The former Yahoo CEO and Equifax CEO were grilled over perceived failings surrounding two of the world’s largest data breaches in history.
Hackers easily got through both companies’ security systems and stole personal data belonging to millions of people. For two large organisations like Yahoo and Equifax, you’d think such breaches would never happen at all…
Both former company representatives reportedly started out by saying how they’d “changed” since the breaches, but they apparently also struggled when facing intense questioning.
Former Yahoo boss unable to answer questions
Marisa Mayer, former CEO of Yahoo, was reportedly unable to answer many of the questions posed to her, save for admitting that Yahoo still has no idea who the hackers were; how they got in; and even when the breach actually occurred. Mayer blamed Russian hackers, diluting her apology for the breaches with the excuse that it was apparently difficult for companies to fight against state-sponsored attackers.
The atrocity that is the Yahoo data breach affected some three billion user accounts in the end. As of June 2017, there are reportedly almost 3.9 billion internet users in the world, suggesting that a figure reflective of 78% of the internet population had their information stolen.
The hack against Yahoo included Tumblr and Flickr accounts.
Equifax and their failure to patch up known security vulnerabilities
The Equifax hack was just as embarrassing given that the firm is actually hired by companies and even states to check credit reports, and was hacked through a failure to patch up a known vulnerability.
Over 145 million people in the U.K., U.S., Canada and Mexico were thought to be affected, and we’re representing a number of Equifax data breach victims here in the U.K.
In this breach, instead of just usernames and passwords, the Equifax hackers stole a wealth of personal information including dates of birth, addresses, driving license numbers and partial credit card data; which is information that can be used to identify an individual and can therefore be used to commit serious bouts of identity theft and fraud.
Under questioning, they were scrutinised as to how they could flagrantly allow such delicate and sensitive information easily fall in to the hands of the hackers.
Equifax CEO reportedly falters under questioning
Equifax CEO, Richard Smith, also reportedly faltered under questioning, being unable to even answer the most basic questions about the huge data breach. He had previously expressed his apologies for the breach and aired his “deep regret”, but the former CEO will reportedly retire with a £68.7 million pay packet in his pocket.
“I take full responsibility”, he said, with assurances that, “Equifax is committed to make it whole for” their customers. When Smith said that this entailed a “comprehensive set of products”, Smith was asked if this would make the consumer “whole” again, and Smith responded that it would, “protect them going forward.” He was further pressed for an answer, giving an example of an affected consumer having a cybercriminal make fraudulent purchases through their bank accounts, asking whether these “comprehensive set of products” would “make them whole” by compensating them.

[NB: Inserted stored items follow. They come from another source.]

PR #332, opened 2021-11-11
Update changelog and package version

emclaug2:
-  Get ready to publish 5.3.2


emclaug2:
v5.3.2 has a beta package that is published and can be tested inside the showcase demo.

daileytj (approved):

PR #339, opened 2021-11-26
Add condition for rendering subtitle and info

ektasawant:
Fixes [318](https://github.com/pxblue/react-component-library/issues/318) .

- Add condition for adding typography to check subtitle prop has value
- Add condition for adding typography to check info prop has value

#### Screenshots:
Title + Subtitle
Screenshot 2021-11-26 at 4 08 55 PM

Only Title 
Screenshot 2021-11-26 at 4 11 00 PM

#### To Test:
- http://localhost:6006/?path=/story/components-info-list-item--with-subtitle

### DIFF
--- a/CHANGELOG.md
+++ b/CHANGELOG.md
@@ -1,5 +1,9 @@
 # Changelog
+## v5.3.3 (December 2, 2021)
 
+### Fixed
+
+-   Avoid rendering of HTML elements in DOM when `Subtitle` or `Info` prop is not available.
 ## v5.3.2 (November 11, 2021)
 
 ### Changed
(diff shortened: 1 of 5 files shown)


CHANGELOG.md
```diff
@@ -1,5 +1,9 @@
 # Changelog
+## v5.3.3 (December 2, 2021)
 
+### Fixed
+
+-   Avoid rendering of HTML elements in DOM when `Subtitle` or `Info` prop is not available.
```
emclaug2, line 6: Can you remove the capital letters from "Subtitle" & "Info" ?

emclaug2 (approved):
Looks good just see my comment about the docs; tested it in storybook & saw no element rendered in dom.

Smith was reportedly unable to confirm either way…
Smith listed the company’s action plan:
- Notifying the public
- Developing a help website and call centres
- Prepare for an increase in cyberattacks
- Co-ordinate with authorities in their investigations in the breach
Sounds like a good plan; but only if executed properly. Equifax delayed notifying the public and were still reportedly taking on customers when they knew about the breach.